Top of DATA SUPPLIED
PR #1769, opened 2025-06-23
Fix store id for queue job

pikulsky:
**Summary**
The “algoliasearch_queue” table keeps job entries. Job's "data" field is a JSON string with job details.
Starting from 3.6.0 the field names in "data" JSON got a new format: from snake case they were changed to camel case:

How job was added to the table before version 3.6.0: field names with snake case:
https://github.com/algolia/algoliasearch-magento-2/blob/338a9433d9a89e98dca7ad316c284186c897baa9/Model/Indexer/Product.php#L85
```
  $this->queue->addToQueue(
      Data::class,
      'rebuildStoreProductIndex',
      ['store_id' => $storeId, 'product_ids' => $chunk],
      count($chunk)
  );
```
in 3.6.0 the format was changed to camel case:
https://github.com/algolia/algoliasearch-magento-2/blob/5554a79abd04e93331ffcf1d7769270253da0a90/Model/Indexer/Product.php#L85
```
  $this->queue->addToQueue(
      Data::class,
      'rebuildStoreProductIndex',
      ['storeId' => $storeId, 'productIds' => $chunk],
      count($chunk)
  );
```

But there are two places where code works with the old snake case format:
* while loading a job record and decoding "data" values
* while sorting jobs

### DIFF
--- a/Model/Job.php
+++ b/Model/Job.php
@@ -94,8 +94,8 @@ class Job extends \Magento\Framework\Model\AbstractModel implements JobInterface
 
             $this->setDecodedData($decodedData);
 
-            if (isset($decodedData['store_id'])) {
-                $this->setStoreId($decodedData['store_id']);
+            if (isset($decodedData['storeId'])) {
+                $this->setStoreId($decodedData['storeId']);
             }
         }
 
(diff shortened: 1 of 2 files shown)


damcou:
Thanks a lot for your contribution ! 
Your fix will be included in our next releases (3.15.2, 3.16.1 and 3.17.0)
Bottom of DATA SUPPLIED
**REQUIREMENT**.
Go through the entries and copy every line with "setStoreId".

**RESULT FOR THIS EXERCISE**.
-                $this->setStoreId($decodedData['store_id']);
+                $this->setStoreId($decodedData['storeId']);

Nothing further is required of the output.